Koskinen Kaisa, Auvinen Petri, Björkroth K Johanna, Hultman Jenni
1 Institute of Biotechnology, University of Helsinki , Helsinki, Finland .
2 Department of Food Hygiene and Environmental Health, Faculty of Veterinary Medicine, University of Helsinki , Helsinki, Finland .
J Comput Biol. 2015 Aug;22(8):743-51. doi: 10.1089/cmb.2014.0268. Epub 2014 Dec 19.

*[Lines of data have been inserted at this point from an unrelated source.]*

PR #1557, opened 2022-07-28
Update mongo tools install for latest available, add bullseye

Chuxel:
The mongo database tools were originally not available for Debian Bullseye when this definition was last edited.  That has since changed.

In addition, arm64 support is not available for mongodb-database-tools but mongodb-mongosh is available. So this ensures the shell is always installed.


Chuxel:
//cc: @dbaeumer @burkeholland @gregvanl

edgonmsft (approved):
LGTM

Natural microbial communities have been studied for decades using the 16S rRNA gene as a marker. In recent years, the application of second-generation sequencing technologies has revolutionized our understanding of the structure and function of microbial communities in complex environments. Using these highly parallel techniques, a detailed description of community characteristics are constructed, and even the rare biosphere can be detected. The new approaches carry numerous advantages and lack many features that skewed the results using traditional techniques, but we are still facing serious bias, and the lack of reliable comparability of produced results. Here, we contrasted publicly available amplicon sequence data analysis algorithms by using two different data sets, one with defined clone-based structure, and one with food spoilage community with well-studied communities. We aimed to assess which software and parameters produce results that resemble the benchmark community best, how large differences can be detected between methods, and whether these differences are statistically significant. The results suggest that commonly accepted denoising and clustering methods used in different combinations produce significantly different outcome: clustering method impacts greatly on the number of operational taxonomic units (OTUs) and denoising algorithm influences more on taxonomic affiliations. The magnitude of the OTU number difference was up to 40-fold and the disparity between results seemed highly dependent on the community structure and diversity. Statistically significant differences in taxonomies between methods were seen even at phylum level. However, the application of effective denoising method seemed to even out the differences produced by clustering.
几十年来,人们一直以16S rRNA基因作为标记来研究自然微生物群落。近年来,第二代测序技术的应用彻底改变了我们对复杂环境中微生物群落结构和功能的理解。利用这些高度并行的技术,可以构建出群落特征的详细描述,甚至能够检测到稀有生物圈。这些新方法具有许多优点,并且没有传统技术中那些会使结果产生偏差的诸多特征,但我们仍然面临着严重的偏差问题,以及所产生结果缺乏可靠可比性的问题。在这里,我们通过使用两个不同的数据集对比了公开可用的扩增子序列数据分析算法,一个数据集具有基于克隆的明确结构,另一个数据集是具有充分研究的食品腐败群落。我们旨在评估哪些软件和参数能产生最接近基准群落的结果,不同方法之间能检测到多大的差异,以及这些差异是否具有统计学意义。结果表明,以不同组合使用的普遍接受的去噪和聚类方法会产生显著不同的结果:聚类方法对操作分类单元(OTU)的数量影响很大,而去噪算法对分类归属的影响更大。OTU数量差异的幅度高达40倍,结果之间的差异似乎高度依赖于群落结构和多样性。即使在门水平上,不同方法之间在分类学上也存在统计学显著差异。然而,有效去噪方法的应用似乎消除了聚类所产生的差异。